Various state supreme courts have issued rulings on challenges to the constitutionality/legality of statutory caps on non-economic damages, such as damages for pain and suffering, awarded to plaintiffs in medical malpractice cases. Their opinions have varied greatly with some striking down such limitations and others upholding them.
In August of 2009 the California Supreme Court refused to hear an appeal that tried to overturn the state’s $250,000 cap on non-economic damages in medical malpractice lawsuits. A recent 5th District Court of Appeal decision had upheld the constitutionality of the cap.
In March of 2010, the Illinois Supreme Court struck down the state’s statutory $500,000 cap on non-economic damages. Non-economic damages are defined in the statute as “damages that are intangible, including but not limited to damages for pain and suffering, disability, disfigurement, loss of consortium, and loss of society.” The statute took effect in 2005, limiting awards to $500,000 for health care practitioners and $1 million for hospitals.

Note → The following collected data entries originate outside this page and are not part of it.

PR #9481, opened 2021-06-16
ENH Faster solver BCD

PABannier:
The goal of this PR is to make BCD solver faster.


PABannier:
For the record, with Anderson acceleration used with BCD, fitting a mixed norm solver using SURE on 60ms of data from Left Auditory takes 86s on my laptop, against 185s without acceleration, all other things being equal.

mne/inverse_sparse/mxne_optim.py
```diff
@@ -192,6 +192,9 @@ def dgap_l21(M, G, X, active_set, alpha, n_orient):
         The regularization parameter.
     n_orient : int
         Number of dipoles per locations (typically 1 or 3).
+    primal_only : bool
+        Only computes and returns the primal value. Useful when only the
+        primal is needed.
 
     Returns
     -------
```
agramfort, line 200: I guess you need to update the Returns section. I am not a huge fan that a function called dgap_... does not return a dual gap...

mne/inverse_sparse/mxne_optim.py
```diff
@@ -372,6 +382,35 @@ def _mixed_norm_solver_bcd(M, G, alpha, lipschitz_constant, maxit=200,
                              % (gap, tol))
                 break
 
+        # using Anderson acceleration for faster convergence
```
agramfort, line 385: specify that it's Anderson acceleration of the primal variable.

mne/inverse_sparse/mxne_optim.py
PABannier: Same here. I didn't want to duplicate code, but I can create a function primal_l21 if it is more appropriate.

doc/changes/latest.inc
```diff
@@ -51,6 +51,8 @@ Enhancements
 
 - Add projections when printing a :class:`mne.Info` in the notebook (:gh:`9403` by `Alex Gramfort`_)
 
+- Add support for SURE parameter selection in :func:`mne.inverse_sparse.mixed_norm` (:gh:`9430` by **new contributor** `Pierre-Antoine Bannier`_ and `Alex Gramfort`_)
+
```
agramfort, line 55:
```suggestion
```

it's already above

doc/changes/latest.inc
```diff
@@ -71,6 +73,8 @@ Enhancements
 
 - Show multiple colors and linestyles for excluded components with :class:`mne.Evoked` in :meth:`mne.preprocessing.ICA.plot_sources` (:gh:`9444` by `Martin Schulz`_)
 
+- Speed up :func:`mne.inverse_sparse._mixed_norm_solver_bcd` by adding Anderson acceleration to BCD (:gh:`9481` by **new contributor** `Pierre-Antoine Bannier`_ and `Alex Gramfort`_)
```
agramfort, line 76:
```suggestion
- Speed up BCD solver in :func:`mne.inverse_sparse.mixed_norm` by adding Anderson acceleration (:gh:`9481` by **new contributor** `Pierre-Antoine Bannier`_ and `Alex Gramfort`_)
```

doc/changes/latest.inc
```diff
@@ -95,4 +99,4 @@ Bugs
 
 API changes
 ~~~~~~~~~~~
-- Nothing yet
+- Parameter ``alpha`` now defaults to ``'sure'`` in :func:`mne.inverse_sparse.mixed_norm` (:gh:`9430` by **new contributor** `Pierre-Antoine Bannier`_ and `Alex Gramfort`_)
```
agramfort, line 102:
```suggestion
```

doc/references.bib
```diff
@@ -2099,3 +2099,11 @@ @article{DeledalleEtAl2014
...
   URL = {https://doi.org/10.1137/140968045}
 }
+
+@article{BertrandEtAl2020,
+  title = {{Anderson acceleration of coordinate descent}},
+  author = {Bertrand, Quentin and Massias, Mathurin},
+  url = {https://hal.archives-ouvertes.fr/hal-03019684},
+  year = {2021},
+  booktitle = {AISAS}
+}
```
agramfort, line 2109:
```suggestion
@InProceedings{BertrandEtAl2020,
  title = { Anderson acceleration of coordinate descent },
  author = {Bertrand, Quentin and Massias, Mathurin},
  booktitle = {Proceedings of The 24th International Conference on Artificial Intelligence and Statistics},
  pages = {1288--1296},
  year = {2021},
  editor = {Banerjee, Arindam and Fukumizu, Kenji},
  volume = {130},
  series = {Proceedings of Machine Learning Research},
  month = {13--15 Apr},
  publisher = {PMLR},
  pdf = {http://proceedings.mlr.press/v130/bertrand21a/bertrand21a.pdf},
  url = {http://proceedings.mlr.press/v130/bertrand21a.html}
}
```

mne/inverse_sparse/mxne_optim.py
```diff
@@ -173,6 +173,50 @@ def prox_l1(Y, alpha, n_orient):
     return Y, active_set
 
 
+def primal_l21(M, G, X, active_set, alpha, n_orient, return_primal_only=True):
+    """Primal objective for the mixed norme inverse problem.
```
agramfort, line 177:
```suggestion
    """Primal objective for the mixed-norm inverse problem.
```

mne/inverse_sparse/mxne_optim.py
```diff
@@ -173,6 +173,50 @@ def prox_l1(Y, alpha, n_orient):
...
+
+    Parameters
+    ----------
+    M : array, shape (n_sensors, n_times)
+        The data.
+    G : array, shape (n_sensors, n_active)
+        The gain matrix a.k.a. lead field.
+    X : array, shape (n_active, n_times)
+        Sources.
+    active_set : array of bool, shape (n_sources, )
```
agramfort, line 189:
```suggestion
    active_set : array of bool, shape (n_sources,)
```

mne/inverse_sparse/mxne_optim.py
```diff
@@ -173,6 +173,50 @@ def prox_l1(Y, alpha, n_orient):
     return Y, active_set
 
 
+def primal_l21(M, G, X, active_set, alpha, n_orient, return_primal_only=True):
```
agramfort, line 176:
```suggestion
def _primal_l21(M, G, X, active_set, alpha, n_orient, return_primal_only=True):
```

I would make this aux function private

mne/inverse_sparse/mxne_optim.py
```diff
@@ -173,6 +173,50 @@ def prox_l1(Y, alpha, n_orient):
...
+    R = M - GX
+    penalty = norm_l21(X, n_orient, copy=True)
+    nR2 = sum_squared(R)
+    p_obj = 0.5 * nR2 + alpha * penalty
+    if return_primal_only:
+        return p_obj
+    return p_obj, R, nR2, GX
+
+
+
```
agramfort, line 219:
```suggestion


```

mne/inverse_sparse/mxne_optim.py
```diff
@@ -208,12 +252,7 @@ def dgap_l21(M, G, X, active_set, alpha, n_orient):
     ----------
     .. footbibilography::
     """
-    GX = np.dot(G[:, active_set], X)
-    R = M - GX
-    penalty = norm_l21(X, n_orient, copy=True)
-    nR2 = sum_squared(R)
-    p_obj = 0.5 * nR2 + alpha * penalty
-
+    p_obj, R, nR2, GX = primal_l21(M, G, X, active_set, alpha, n_orient, False)
```
agramfort, line 255:
```suggestion
    p_obj, R, nR2, GX = _primal_l21(M, G, X, active_set, alpha, n_orient, False)
```

agramfort (approved):

doc/changes/latest.inc
```diff
@@ -71,6 +71,8 @@ Enhancements
 
 - Show multiple colors and linestyles for excluded components with :class:`mne.Evoked` in :meth:`mne.preprocessing.ICA.plot_sources` (:gh:`9444` by `Martin Schulz`_)
 
+- Speed up BCD solver in :func:`mne.inverse_sparse.mixed_norm` by adding Anderson acceleration (:gh:`9481` by **new contributor** `Pierre-Antoine Bannier`_ and `Alex Gramfort`_)
```
larsoner, line 74: new contributor enhancements should be grouped toward the top of the section, and need the `|` substitution syntax (see other examples above)

mne/inverse_sparse/mxne_optim.py
```diff
@@ -173,6 +173,49 @@ def prox_l1(Y, alpha, n_orient):
...
+        Forward prediction.
+    """
+    GX = np.dot(G[:, active_set], X)
+    R = M - GX
+    penalty = norm_l21(X, n_orient, copy=True)
+    nR2 = sum_squared(R)
+    p_obj = 0.5 * nR2 + alpha * penalty
+    if return_primal_only:
+        return p_obj
+    return p_obj, R, nR2, GX
```
larsoner, line 216: I don't understand why you need `return_primal_only` if it just takes the first element in the returned tuple (i.e., doesn't save any computation or anything

mne/inverse_sparse/mxne_optim.py
```diff
@@ -372,13 +414,46 @@ def _mixed_norm_solver_bcd(M, G, alpha, lipschitz_constant, maxit=200,
...
+        if use_accel:
+            last_K_X[i % (K + 1)] = X
+
+            if i % (K + 1) == K:
+                for k in range(K):
+                    U[k] = last_K_X[k + 1].ravel() - last_K_X[k].ravel()
+                C = U @ U.T
+                one_vec = np.ones(K)
+
+                try:
```
larsoner, line 428: the `try` part should include the minimal set of lines to catch a given exception. In this case it looks like only the `np.linalg.solve` line should be inside the try/except. The other lines can go in an `else` clause (which occurs if no exception is hit)

Moreover, when there is an error, it silently just continues as if there wasn't a problem. This is abnormal -- usually we emit warnings in these cases -- so if it's really okay to silently ignore this in this case, some code comment saying why would be good, e.g.:
```
# This code is just an attempt at a speedup, so if it fails we can
# safely continue using the non-sped-up code
```

mne/inverse_sparse/mxne_optim.py
PABannier: Indeed,` _primal_l21` is called at two different locations. In `dgap_l21` where the tuple is needed, and in the acceleration piece where I only need `p_obj`. I added `return_primal_only` to avoid heavy notation like `p_obj, _, _, _ = _primal_l21(...)` .

mne/inverse_sparse/mxne_optim.py
PABannier: I'll change that. Indeed, it is ok to have a warning in `np.linalg.solve` sometimes. Sometimes, the matrix U is singular by construction and can't be inverted, hence the `try` part.

mne/inverse_sparse/mxne_optim.py
larsoner: You don't need to make it so heavy, you can just do `_primal_l21(...)[0]` and it's much more compact than return_*_only=True`

PABannier: Ok got it! Thx!

agramfort:
Thx @PABannier 🔥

One month later the Georgia Supreme Court ruled that a cap on malpractice damages is unconstitutional because it violates the separation of court and legislature and takes away a jury’s fundamental role in determining damages.
In July of 2011, the West Virginia Supreme Court ruled to keep the cap in their $250,000/500,000 cap place in a 4-to-1 decision . “While one or more members of the majority may differ with the legislative reasoning, it is not our prerogative to substitute our judgment for that of the legislature, so long as the classification is rational and bears a reasonable relationship to a proper governmental purpose,” said the Court in its ruling.

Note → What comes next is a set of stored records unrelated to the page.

PR #9724, opened 2021-09-09
MRG, DOC: Link to funding

larsoner:
Also fixes a warning-as-error bug on `main`, a build bug due to `mne-connectivity` release, plus adds URLs for funding sources that I could find.

### DIFF
--- a/doc/conf.py
+++ b/doc/conf.py
@@ -850,6 +850,9 @@ def reset_warnings(gallery_conf, fname):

In July of 2012, in a 4-3 decision, the Missouri Supreme Court ruled that the current $350,000 limit on awards for pain and suffering was unconstitutional because it deprives patients of their right to a trial by jury. The Court held that when the Missouri Constitution was enacted in 1820, residents of the state had a common law right to seek damages for medical malpractice claims. “Any limit on damages that restricts the jury’s fact-finding role violates the constitutional right to trial by jury,” said the Court.

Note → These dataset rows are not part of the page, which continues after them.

PR #9729, opened 2021-09-13
MAINT: Fix link

larsoner:
Fixes this week's linkcheck legitimate error (there was another but it was a false alarm). A better solution might come from https://github.com/imageio/imageio/issues/663 but we can use this in the meantime.


agramfort:
thx @larsoner

PR #9731, opened 2021-09-13
FIX: Restore dipy

larsoner:
Let's see if dipy pre works now that https://github.com/dipy/dipy/pull/2435 has been merged


larsoner:
`numba` requires `numpy<1.21` which means we can't test `--pre` numpy (currently on 1.22.dev), so I'm removing `numba` from the `--pre` runs. In general I think `numba` prereleases lag both CPython and NumPy releases by many (~6+) months, so I think we have to choose between being able to test CPython/NumPy prereleases as often as possible and being able to test numba prereleases (which are rare anyway).

PR #9732, opened 2021-09-14
[BUG, MRG] Keep function globals

alexrockhill:
It looks like when the verbose decorator is added, the `__globals__` are lost because they aren't added as attributes to the newly made function. This is to fix that.

### DIFF
--- a/mne/utils/_logging.py
+++ b/mne/utils/_logging.py
@@ -131,7 +131,8 @@ def %(name)s(%(signature)s):\n
     evaldict = dict(
         _use_log_level_=use_log_level, _function_=function)
     fm = FunctionMaker(function, None, None, None, None, function.__module__)
-    attrs = dict(__wrapped__=function, __qualname__=function.__qualname__)
+    attrs = dict(__wrapped__=function, __qualname__=function.__qualname__,
+                 __globals__=function.__globals__)
     return fm.make(body, evaldict, addsource=True, **attrs)
 
 


cbrnr:
Would [`functools.wraps`](https://docs.python.org/3/library/functools.html#functools.wraps) also work? This seems to be the go-to solution whenever writing a decorator, but I don't know if it also handles what we need here.

agramfort:
no opinion here.

larsoner:
This seems harmless enough, thanks @alexrockhill !

> Would functools.wraps also work?

I think a long time ago we went with the simplest solution until it wasn't sufficient, then used the easy parts of the `decorator` package until it wasn't sufficient, and now use lower-level parts of that to make `verbose` do the right thing. It's possible that something simpler might work, but I doubt it. Feel free to try separately if you are motivated to do so, but I don't see too much value in digging into it in this PR.

cbrnr:
> I think a long time ago we went with the simplest solution until it wasn't sufficient, then used the easy parts of the decorator package until it wasn't sufficient, and now use lower-level parts of that to make verbose do the right thing. It's possible that something simpler might work, but I doubt it. Feel free to try separately if you are motivated to do so, but I don't see too much value in digging into it in this PR.

Yeah, this was the reason I was mentioning this. The code seems to have evolved into something that's not easy to understand, so trying if something simpler also works might be worth it. I don't have the time to do it anytime soon though (and yes, this should of course be tackled in a new PR).

PR #9735, opened 2021-09-14
MRG, MAINT: Add ignore_namespaces to mne.utils.warn

larsoner:
Allow downstream modules (e.g., mne-bids, mne-connectivity, etc.) to do this:
```
<in mne_bids.utils>

def warn(msg, category=RuntimeWarning):
    from mne.utils import warn as _warn
    return _warn(msg, category, module='mne_bids',
                 ignore_namespaces=('mne', 'mne_bids')
```
Then when they use `mne_bids.utils.warn(...)` with functions that have a `verbose` decorator, the magical `stacklevel` traversal and `verbose`-conditional warning emission will work properly. Overhead at the MNE-Python end is minimal because our default `ignore_namespaces=('mne',)` will evaluate in the list comprehensions in negligible time.

@alexrockhill it would be great if you could test your MNE-BIDS PR in conjunction with this. In the meantime you'll probably need to vendor this version of the function in the case where `'ignore_namespaces' not in mne.fixes._get_args(mne.utils.warn)` (which will be true until this PR is merged, etc.).

No `latest.inc` update needed I think since this is an internal maintainability change.

### DIFF
--- a/mne/utils/_logging.py
+++ b/mne/utils/_logging.py
@@ -5,6 +5,7 @@
 # License: BSD-3-Clause
 
 import contextlib
+import importlib
 import inspect
 from io import StringIO
 import re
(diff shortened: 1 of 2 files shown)


agramfort:
thx @larsoner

And this month the Kansas Supreme Court has ruled the law, which caps non-economic damages at $250,000 is not unconstitutional and can stand. In its decision, the Court held that the law, enacted in 1988, remains an adequate remedy despite the fact that the sum of money is not worth as much as it had been two decades ago. In its opinion, the court noted that while the cap does restrict the common law right to compensation for damages, the legislature “has substituted an adequate statutory remedy for the modification of the individual rights at issue.” “We hold that it is “reasonably conceivable” … that imposing a limit on non-economic damages furthers the objective of reducing and stabilizing insurance premiums by providing predictability and eliminating the possibility of large non-economic damages awards,” the majority wrote. Two justices were in descent.